• **What is required**: Write out the data below exactly, from its first line to the line containing "(diff shortened: 1 of 3 files shown)", that line included.

-- Exercise material follows --

PR #503, opened 2026-04-28
Generate WIC image when building with class tdx-signed

rborn-tx:
Enable the generation of a WIC image when building Torizon images with class `tdx-signed`; this covers also child classes such as `torizon-signed`.

The resize-helper service responsible for resizing the main partition to occupy the available space on disk is also installed and executed, but only on `tdx-signed`. On `torizon-signed` the partition resizing is also required but tests showed adaptations would be needed to make it work when the rootfs protection is in place.

Related-to: TOR-4364
Signed-off-by: Rogerio Guerra Borin <rogerio.borin@toradex.com>


jsrc27 (approved):
LGTM

Freireg (approved):

PR #504, opened 2026-05-04
Add flashing files for Luna SL1680

jsrc27:
This makes it so that the flashing files specific for the Luna SL1680 get packaged when building for this machine.

### DIFF
--- a/recipes-support/syna-usb-tool/syna-usb-tool_git.bb
+++ b/recipes-support/syna-usb-tool/syna-usb-tool_git.bb
@@ -8,6 +8,11 @@ PV = "1.0.5"
 SRC_URI = "git://github.com/synaptics-astra/usb-tool.git;protocol=https;branch=main"
 SRCREV = "e5e9a160ffb1755549e73457bda767e641439dc6"
 
+SRC_URI:append:luna-sl1680 = " \
+    https://artifacts.toradex.com/artifactory/common-torizon-extras-prod-frankfurt/luna-sl1680/astra-usbboot-images-winglet.tar.gz;name=luna-tarball \
+    "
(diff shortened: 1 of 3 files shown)


MatheusRodrigues-tor (dismissed):
LGTM

recipes-support/syna-usb-tool/syna-usb-tool_git.bb
```diff
@@ -23,6 +28,11 @@ do_deploy() {
     cp -r ${S}/astra-usbboot-images/ ${SYNAIMG_DEPLOY}
 }
 
+# Replace with Luna-specific files from tarball
+do_deploy:append:luna-sl1680() {
+    cp -r ${WORKDIR}/astra-usbboot-images/ ${SYNAIMG_DEPLOY}
```
rborn-tx, line 33: Just to confirm: shouldn't the `-p` switch be used here to ensure ownership and permissions are kept (especially if there are executable files/scripts in the tarball)?

rborn-tx (commented):
Looks go to me overall. Raised a question though...

recipes-support/syna-usb-tool/syna-usb-tool_git.bb
jsrc27: From my own tests, this did not seem required. Also, none of the files provided in the tarball are executables used for the image flashing.

Similar to the `astra-usbboot-images` that comes from the Git repo in the above `do_deploy`. These files need to just be present in the final SYNAIMG deployment.

jsrc27:
Just pushed a small update to the PR as I noticed some comments needed to be updated in the `flash-image.sh` script.

Freireg (approved):

recipes-support/syna-usb-tool/syna-usb-tool_git.bb
rborn-tx: Got it. Things look fine then.

rborn-tx (approved):

PR #515, opened 2026-05-07
plymouth.conf: Increase Plymouth's default DeviceTimeout to 15 seconds.

Freireg:
This is a workaround for the intermittent failure during the Splash Screen on the aquila-imx95 boot. To avoid possible race conditions during boot, the default timeout was increased from 8 to 15 seconds. 
The additional seconds seems to grant enough time for the plymouth-quit service to run as intended without compromising the boot time too much (adding as much as half a second to "bad" boots).

(This solution also works for smarc-imx95 machines)

Related-to: TOR-4307

### DIFF
--- a/recipes-core/plymouth/files/plymouthd.conf
+++ b/recipes-core/plymouth/files/plymouthd.conf
@@ -1,0 +1,2 @@
+[Daemon]
+DeviceTimeout=15
--- a/recipes-core/plymouth/plymouth_%.bbappend
+++ b/recipes-core/plymouth/plymouth_%.bbappend
@@ -4,6 +4,7 @@ SRC_URI += " \
     file://0001-disable-boot-splash-later.patch \
     file://torizonlogo-white.png \
     file://spinner.plymouth \
+    file://plymouthd.conf \
 "
 
 PLYMOUTH_THEMES = "spinner"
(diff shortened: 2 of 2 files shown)


jsrc27:
Question. Does this have an effect on boot times for all devices?

If so, we may need to discuss this further. Some users can be very sensitive about boot times, even with increases of half a second.

Freireg:
@jsrc27 the timeout only adds time to boot if the timing issue actually occurs. On devices where the issue is not present, the higher ceiling should have no effect. Also, the half-second figure was the worst case observed during testing. 

Considering this, do you think it makes sense to run some benchmarks with other machines to assure that they aren't being impacted? Let me know what you think

jsrc27:
> Considering this, do you think it makes sense to run some benchmarks with other machines to assure that they aren't being impacted? Let me know what you think

As long as we're confident it has no detrimental effects on other machines, where the root issue isn't present. That was my main concern.

jsrc27 (approved):

rborn-tx (approved):
LGTM (assuming that it does not negatively impact setups where the issue is not present)

MatheusRodrigues-tor (approved):

EdTheBearded (approved):

EdTheBearded:
@Freireg please, cherry-pick this MR to master

PR #536, opened 2026-06-09
[master] torizon-base: Remove GPLv3 dosfstools

Freireg:
Removed dosfstools package.
Related-to: TOR-4380

PR #539, opened 2026-06-11
[master] gplv3-package-filter: create GPLv3 filtering class for the distro

Freireg:
The gplv3-package-filter.bbclass will parse each recipe used by the distro and strip any `RRDEPENDS` defined in `TORIZON_EXCLUDED_PACKAGES_GPL_V3`, this enables a centralized list to drop any dependency related to the GPLv3 removal. Also removed the `BAD_RECOMMENDATIONS_GPL_V3` in favor of using the same variable.

Removed `packagegroup-core-full-cmdline.bbappend` since it's no longer needed in this setup.

Related-to: TOR-4381

### DIFF
--- a/classes/gplv3-package-filter.bbclass
+++ b/classes/gplv3-package-filter.bbclass
@@ -1,0 +1,35 @@
+# Remove the packages listed in TORIZON_EXCLUDED_PACKAGES_GPL_V3 from the
+# RDEPENDS/RRECOMMENDS of every package of every recipe, so a GPLv3 package
+# can be dropped from the build by listing it in a single place instead of
+# one .bbappend per recipe that pulls it in.
+#
+# This class is inherited globally from base-distro.inc and the package list
+# is defined there as well.
+#
+# Note: this covers runtime dependencies declared in recipe metadata (e.g.
+# packagegroups). Dependencies generated during do_package (shared library
+# auto-dependencies, dynamic packages) are not affected; BAD_RECOMMENDATIONS
+# in base-distro.inc act as the image-level backstop for those.
+
+TORIZON_EXCLUDED_PACKAGES_GPL_V3 ??= ""
+
+python () {
+    excluded = set((d.getVar('TORIZON_EXCLUDED_PACKAGES_GPL_V3') or '').split())
+    if not excluded:
+        return
+
+    # Host tools may be GPLv3; only filter target recipes.
+    for native_class in ('native', 'nativesdk', 'cross', 'crosssdk'):
+        if bb.data.inherits_class(native_class, d):
+            return
+
+    for pkg in (d.getVar('PACKAGES') or '').split():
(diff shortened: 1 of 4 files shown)


Freireg:
This implementation already covers the recent MRs https://github.com/torizon/meta-toradex-torizon/pull/532, https://github.com/torizon/meta-toradex-torizon/pull/536 and https://github.com/torizon/meta-toradex-torizon/pull/537

jsrc27:
Wouldn't this be "too global" of an affect?

For example, if a user is doing a custom Torizon OS Yocto build. They might not care about this whole GPLv3 stuff. So they add a package they want to their custom build that `RDEPENDS` on one of the listed GPLv3 packages. Maybe this new package really needs this `RDEPENDS` so their build breaks. It wouldn't be immediately obvious to them why it broke and what they need to do to fix it.

Furthermore, even if they do fix it by knowing to modify this new distro level variable, there's no way to add the `RDEPENDS` to just their new package, correct? If they remove something from that variable, it would add that `RDEPENDS` back in everywhere. Which makes it harder to do precise controlled changes in their builds.

Thoughts everyone?

classes/gplv3-package-filter.bbclass
```diff
@@ -0,0 +1,35 @@
...
+
+    for pkg in (d.getVar('PACKAGES') or '').split():
+        for depvar in ('RDEPENDS:' + pkg, 'RRECOMMENDS:' + pkg):
+            value = d.getVar(depvar)
+            if not value:
+                continue
+            deps = bb.utils.explode_dep_versions2(value)
+            filtered = {name: constraint for name, constraint in deps.items() if name not in excluded}
+            if len(filtered) != len(deps):
+                d.setVar(depvar, bb.utils.join_deps(filtered, commasep=False))
```
rborn-tx, line 34: Can you explain what this is doing and why it is needed?

rborn-tx (changes requested):
Typo in commit message and PR description: "classe" -> "class"

Blindly removing packages from `RDEPENDS` seems very dangerous to me and should probably be discussed as we'd be running the risk of removing a dependency to something that is really needed.

Worse: the build would likely pass (because the removed dependencies are runtime ones) while failures would be seen only at runtime. But our tests might not exercise the cases to catch those failures.

classes/gplv3-package-filter.bbclass
Freireg: The `explode_dep_versions2(value)`  is bitbake's own parser for dependency strings, it returns a dict mapping each package name to its version constraints (I think I could've used `explode_dep_versions()`, since it does seem to accomplish the same).
The one-liner in `filtered` selects only the packages that are not excluded and create a new dict. 
And after a final validation that anything has really changed, we undo the `explode_dep_versions2(value)` by serializing the dict and writing the cleaned string back into the recipe's datastore under the same variable name it came from.

PR #548, opened 2026-06-16
apparmor: Add apparmor userspace utils

jsrc27:
Adds packages to enable the use of apparmor and it's userspace utilities.

Related-to: TOR-4439

### DIFF
--- a/recipes-images/images/torizon-base.inc
+++ b/recipes-images/images/torizon-base.inc
@@ -25,6 +25,7 @@ SPLASH = "plymouth"
 
 # Base packages
 CORE_IMAGE_BASE_INSTALL:append = " \
+    apparmor \
     cpupower \
     curl \
     ethtool \
--- a/conf/distro/include/base-distro.inc
+++ b/conf/distro/include/base-distro.inc
@@ -40,7 +40,7 @@ IMAGE_BOOT_FILES = ""
 IMAGE_BOOT_FILES_REMOVE:sota = "boot.scr-${MACHINE};boot.scr overlays.txt overlays/*;overlays/"
 IMAGE_BOOT_FILES_REMOVE:append:apalis-imx8 = " hdmitxfw.bin dpfw.bin"
 
-DISTRO_FEATURES:append = " virtualization stateless-system"
+DISTRO_FEATURES:append = " virtualization stateless-system apparmor"
 DISTRO_FEATURES_REMOVE ?= "3g alsa irda pcmcia nfc ldconfig pulseaudio wayland x11 ptest multiarch vulkan"
 DISTRO_FEATURES_REMOVE:remove:mx95-nxp-bsp = "vulkan"
 DISTRO_FEATURES_REMOVE:append:imx-generic-bsp = " opengl"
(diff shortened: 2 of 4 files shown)


recipes-images/images/torizon-base.inc
```diff
@@ -50,6 +51,7 @@ CORE_IMAGE_BASE_INSTALL:append = " \
     packagegroup-core-full-cmdline-multiuser \
     packagegroup-core-full-cmdline-utils \
     parted \
+    python3-cgitb \
```
rborn-tx: Is this `python3-cgitb` package being added to support `apparmor`? If so, shouldn't `apparmor` itself pull that dependency in?

jsrc27: Several of the apparmor userspace utilities rely on `python3-cgitb` in order to actually work properly without error.  For whatever reason, the `apparmor` recipe: https://git.yoctoproject.org/meta-security/tree/recipes-mac/AppArmor/apparmor_3.1.3.bb?h=scarthgap

Does not pull this in. I agree with you it should but it doesn't, not even on `master`.

EdTheBearded: This is so weird....
But on master, they have this patch on the recipe, to make the include optional:
https://git.yoctoproject.org/meta-security/tree/recipes-mac/AppArmor/files/0001-fail.py-handle-missing-cgitb.patch?h=master

Maybe we can backport this patch as well?

jsrc27: > Maybe we can backport this patch as well?

Hmm what's preferable for us from a maintenance point of view? 

Either way we carry something extra in Scarthgap, a patch versus a package.

EdTheBearded: I'd rather a patch, since it's on master already.

rborn-tx: I too think the patch is preferable.

Though we may need another patch, as per commit `5c98ff10a65534dffd2e6426ea8f5592f3957a2d` message where that  patch was added:

```
apparmor: update from 3.1.3 to 4.0.3

Fixes python 3.13 support though needed one more patch
which is also submitted upstream. oeqa runtime test
passes on qemuarm and qemuarm64. Did not fix ptest compilation.
```

jsrc27: Patch backported. I only needed the one patch it seems. The build succeeds, and none of the apparmor utils show any python related errors anymore during runtime.

EdTheBearded: \o/

EdTheBearded:
And just to confirm, this is something we're enabling for all images right? Not something that should be restricted to signed images?

jsrc27:
> And just to confirm, this is something we're enabling for all images right? Not something that should be restricted to signed images?

Correct. Anyways, `apparmor` is runtime disabled by default. It requires the user to consciously set `security=apparmor` on the kernel command-line to fully enable it.

The idea is to give users the flexibility, and choice if they're interested in `apparmor` without affecting the majority of users who likely don't care about this feature.

recipes-images/images/torizon-base.inc
rborn-tx: Awesome. Thanks for making the changes.

rborn-tx (approved):

Freireg (approved):

EdTheBearded (approved):

MatheusRodrigues-tor (approved):

PR #550, opened 2026-06-18
[master] libbytesize: remove GPLv3 mpfr

Freireg:
Remove the dependency from `libbytesize` recipe.
Requires the backported patches to remove the hardcoded dependecy on the `mpfr` C library. These are already on upstream, and should be dropped as soon as a new release is out.

Related-to: TOR-4389

### DIFF
--- a/recipes-support/libbytesize/libbytesize_%.bbappend
+++ b/recipes-support/libbytesize/libbytesize_%.bbappend
@@ -1,0 +1,12 @@
+# Remove mpfr as a dependency due to GPLv3.
+# Requires the backported patches to remove the hardcoded dependecy on the
+# mpfr C library
+FILESEXTRAPATHS:prepend := "${THISDIR}/files:"
+
+SRC_URI:append = " \
+   file://0001-Fix-issues-with-floating-point-precision-and-roundin.patch \
+   file://0002-Add-regression-tests-for-parsing-edge-cases.patch \
+   file://0003-Fix-number-parsing-edge-cases.patch \
+"
+
+DEPENDS:remove = "mpfr"
--- a/recipes-support/libbytesize/files/0001-Fix-issues-with-floating-point-precision-and-roundin.patch
+++ b/recipes-support/libbytesize/files/0001-Fix-issues-with-floating-point-precision-and-roundin.patch
@@ -1,0 +1,482 @@
+From 4797c5d66c4541c5727958960f638290744f58f2 Mon Sep 17 00:00:00 2001
+From: Jon Oster <jon.i.oster@gmail.com>
+Date: Wed, 17 Dec 2025 15:56:47 -0800
+Subject: [PATCH] Fix issues with floating point precision and rounding
+
+This commit started off because I wanted to remove MPFR as a dependency.
+After an initially-incorrect attempt at doing so, I discovered two more
+problems. First, the test suite didn't have any tests verifying that MPFR
+actually fixed the problem it was introduced to fix (correctly rounding
+results like 0.1*1000 to 100 instead of 99). Second, MPFR gets 0.1*1000,
+but still makes rounding mistakes in other cases--I found this out by
+fuzzing after my initial incorrect patch.
+
+So now I've replaced MPFR with exact rational math in libgmp, and added
+regression tests for the rounding errors in string parsing. To do this, I
+had to do the parsing manually; I followed the same regex approach that
+the existing function uses.
+
+Signed-off-by: Jon Oster <jon.i.oster@gmail.com>
+
+Upstream-Status: Backport [https://github.com/storaged-project/libbytesize/commit/4797c5d66c4541c5727958960f638290744f58f2]
+---
+ configure.ac                  |   2 +-
+ po/libbytesize.pot            |   2 +-
+ src/Makefile.am               |   2 +-
+ src/bs_size.c                 | 176 ++++++++++++++++++++++++----------
+ src/bytesize.pc.in            |   2 +-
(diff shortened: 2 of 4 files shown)


recipes-support/libbytesize/libbytesize_%.bbappend
```diff
@@ -0,0 +1,12 @@
...
+# Patches not cleaning applying on older version, let's just bump versions for now.
+FILESEXTRAPATHS:prepend := "${THISDIR}/files:"
+
+SRC_URI:append = " \
+   file://0001-Fix-issues-with-floating-point-precision-and-roundin.patch \
+   file://0002-Add-regression-tests-for-parsing-edge-cases.patch \
+   file://0003-Fix-number-parsing-edge-cases.patch \
+"
+
+SRCREV = "518fd4a0a863e896675a7f5ef0164a36eb4d7b03"
```
rborn-tx: Forcing a `SRCREV` doesn't seem like a good thing for us to do here (in an append that applies to any version of `libbytesize`) because we'll not follow the upstream versions as they evolve. Plus we would silently diverge from upstream, as, btw, is already happening: this particular SRCREV is for version 2.12 whereas the recipe in upstream OpenEmbedded is version 2.11.

I think it would be better to rebase and adapt the patches on top of 2.11. Then when the upstream is updated, our build would likely break and we'd be reminded to drop (or rebase again) the patches.

@EdTheBearded @jsrc27 Opinions?

rborn-tx:
Nitpick: typo in commit message: `dependecy`

recipes-support/libbytesize/libbytesize_%.bbappend
jsrc27: Wait isn't master/upstream for this recipe on 2.12 already?: https://git.openembedded.org/meta-openembedded/tree/meta-oe/recipes-support/libbytesize/libbytesize_2.12.bb?h=master

Which makes this `SRCREV` redundant. Or, am I misunderstanding something?

rborn-tx: The version pinned in our manifest is still on 2.11: https://git.openembedded.org/meta-openembedded/tree/meta-oe/recipes-support/libbytesize/?h=b22026cd3785700052aefa90e709b92d8e7f74fc

Freireg: You're right @rborn-tx the `SRCREV` is what remained of another path to remove this package, I'll undo it.
And the version used in our master is 2.12, so there's no need to adapt the patches for 2.11.

EdTheBearded: I agree, pinning a hash would not be nice, and would only lead to us having something outdated.
Usually, when we ping a hash, we do so with AUTOREV on `use-head-next`, so our integration build keep pulling the latest from upstream, and we manually bump before every release. Also done in recipes we maintain, never in a .bbappend.

rborn-tx: > And the version used in our master is 2.12, so there's no need to adapt the patches for 2.11.

@Freireg Am I missing something? Are we not in 2.11 in the manifest?

MatheusRodrigues-tor (approved):

recipes-support/libbytesize/libbytesize_%.bbappend
Freireg: @rborn-tx the `libbytesize` version is pinned by `meta-oe` which points to the 2.12 release in both Master and Wrynose (https://layers.openembedded.org/layerindex/recipe/68568/).

rborn-tx: @Freireg Here's how you would check it:

Our manifest, in its `master` branch points to `meta-openembedded` @ `b22026cd3785700052aefa90e709b92d8e7f74fc`:

https://gitlab.com/toradex/rd/linux-bsp/toradex-manifest/-/blob/master/base/pinned.xml?ref_type=heads#L9

That version of `meta-openembedded` refers to `libbytesize` version 2.11:

https://git.openembedded.org/meta-openembedded/tree/meta-oe/recipes-support/libbytesize/?h=b22026cd3785700052aefa90e709b92d8e7f74fc

We are not using the latest version of `meta-openembedded` (where the layer `meta-oe` is kept); that's why we're not yet on 2.12.

EdTheBearded: Hi @rborn-tx. I think you're mixing the manifests.
On master we only use the `next.xml`, which does not include any of the `pinned` manifests, but the `integration` ones.
That's why the version mismatch.
I just checked here the master I synced some days ago, and indeed it's 2.12:
```
fee@threadripper2:/build/fee/torizon-integration-master$ find . -name "libbytesize*"
./layers/meta-openembedded/meta-oe/recipes-support/libbytesize
./layers/meta-openembedded/meta-oe/recipes-support/libbytesize/libbytesize_2.12.bb
```

EdTheBearded:
> Nitpick: typo in commit message: `dependecy`

There's still another type in the message body :grinning:

EdTheBearded (approved):

jsrc27 (approved):

recipes-support/libbytesize/libbytesize_%.bbappend
rborn-tx: Oh Gosh, sorry for that guys. I was checking the integration manifest for the master branch all the time.

I knew that `next.xml` was used only by the Ext Integration matrices on Jenkins so I didn't even bother to check the actual matrices. But now I did and saw that `master` only has an Ext Integration matrix (and no nightly matrix).

rborn-tx (approved):

PR #551, opened 2026-06-18
apparmor: Add apparmor userspace utils (master)

jsrc27:
Same as: https://github.com/torizon/meta-toradex-torizon/pull/548

But, for the `master` branch. This doesn't have the patch that was needed on Scarthgap since that patch was originally backported from `master` anyways.

### DIFF
--- a/conf/distro/include/base-distro.inc
+++ b/conf/distro/include/base-distro.inc
@@ -38,7 +38,7 @@ IMAGE_BOOT_FILES = ""
 IMAGE_BOOT_FILES_REMOVE:sota = "boot.scr-${MACHINE};boot.scr overlays.txt overlays/*;overlays/"
 IMAGE_BOOT_FILES_REMOVE:append:apalis-imx8 = " hdmitxfw.bin dpfw.bin"
 
-DISTRO_FEATURES:append = " virtualization stateless-system"
+DISTRO_FEATURES:append = " virtualization stateless-system apparmor"
 DISTRO_FEATURES_REMOVE ?= "3g alsa irda pcmcia nfc ldconfig pulseaudio wayland x11 ptest multiarch vulkan"
 DISTRO_FEATURES_REMOVE:remove:verdin-imx95 = "vulkan"
 DISTRO_FEATURES_REMOVE:remove:toradex-smarc-imx95 = "vulkan"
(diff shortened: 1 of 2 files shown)


jsrc27:
One note for the team here. Adding the `apparmor` package does pull in a `bash` dependency as seen here:

```
$ bitbake -e apparmor | grep ^RDEPENDS:apparmor=
RDEPENDS:apparmor=" glibc-utils python3-core bash  python3-core python3-modules"
```

However, as far as I can tell this is because the recipe inherits `bash-completion`: https://git.yoctoproject.org/meta-security/tree/recipes-mac/AppArmor/apparmor_4.0.3.bb?h=master#n31

In the future, once we disable/remove `bash-completion` in our layer the dependency here should go away as well.

rborn-tx:
> One note for the team here. Adding the `apparmor` package does pull in a `bash` dependency as seen here:
> 
> ```
> $ bitbake -e apparmor | grep ^RDEPENDS:apparmor=
> RDEPENDS:apparmor=" glibc-utils python3-core bash  python3-core python3-modules"
> ```
> 
> However, as far as I can tell this is because the recipe inherits `bash-completion`: https://git.yoctoproject.org/meta-security/tree/recipes-mac/AppArmor/apparmor_4.0.3.bb?h=master#n31

Checking `apparmor_4.0.3.bb` I see:

```
PACKAGECONFIG ?= "python perl aa-decode"
...
PACKAGECONFIG[aa-decode] = ",,,bash"
```

And checking the `apparmor` source repository, I see that `aa-decode` is indeed a Bash script. So, I'd imagine that Bash is being pulled in by the presence of `aa-decode` in its `PACKAGECONFIG`, unless we are changing that default somewhere (I didn't check).

jsrc27:
> So, I'd imagine that Bash is being pulled in by the presence of aa-decode in its PACKAGECONFIG

Oh true, I missed that config, so that would be pulling in bash as well. I suppose let's leave it in for now, and I'll add a note to the existing ticket for removing `bash`. That way, all the bash-removal work and discussion stays organized in one place. If that's okay with everyone.

rborn-tx (approved):

EdTheBearded (approved):

EdTheBearded:
@jsrc27 Could you please refactor this commit?
This morning our common builds were failing due to this .bbappend. Since we don't pull the meta-security layer for them, this .bbappend is hanging.

~I'll submit a fix for that, putting this guy in a dynamic-layer.~
PR: https://github.com/torizon/meta-toradex-torizon/pull/552

MatheusRodrigues-tor (approved):

Freireg (approved):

-- Exercise material concluded --

• **Answer to this task**:
PR #503, opened 2026-04-28
Generate WIC image when building with class tdx-signed

rborn-tx:
Enable the generation of a WIC image when building Torizon images with class `tdx-signed`; this covers also child classes such as `torizon-signed`.

The resize-helper service responsible for resizing the main partition to occupy the available space on disk is also installed and executed, but only on `tdx-signed`. On `torizon-signed` the partition resizing is also required but tests showed adaptations would be needed to make it work when the rootfs protection is in place.

Related-to: TOR-4364
Signed-off-by: Rogerio Guerra Borin <rogerio.borin@toradex.com>


jsrc27 (approved):
LGTM

Freireg (approved):

PR #504, opened 2026-05-04
Add flashing files for Luna SL1680

jsrc27:
This makes it so that the flashing files specific for the Luna SL1680 get packaged when building for this machine.

### DIFF
--- a/recipes-support/syna-usb-tool/syna-usb-tool_git.bb
+++ b/recipes-support/syna-usb-tool/syna-usb-tool_git.bb
@@ -8,6 +8,11 @@ PV = "1.0.5"
 SRC_URI = "git://github.com/synaptics-astra/usb-tool.git;protocol=https;branch=main"
 SRCREV = "e5e9a160ffb1755549e73457bda767e641439dc6"
 
+SRC_URI:append:luna-sl1680 = " \
+    https://artifacts.toradex.com/artifactory/common-torizon-extras-prod-frankfurt/luna-sl1680/astra-usbboot-images-winglet.tar.gz;name=luna-tarball \
+    "
(diff shortened: 1 of 3 files shown)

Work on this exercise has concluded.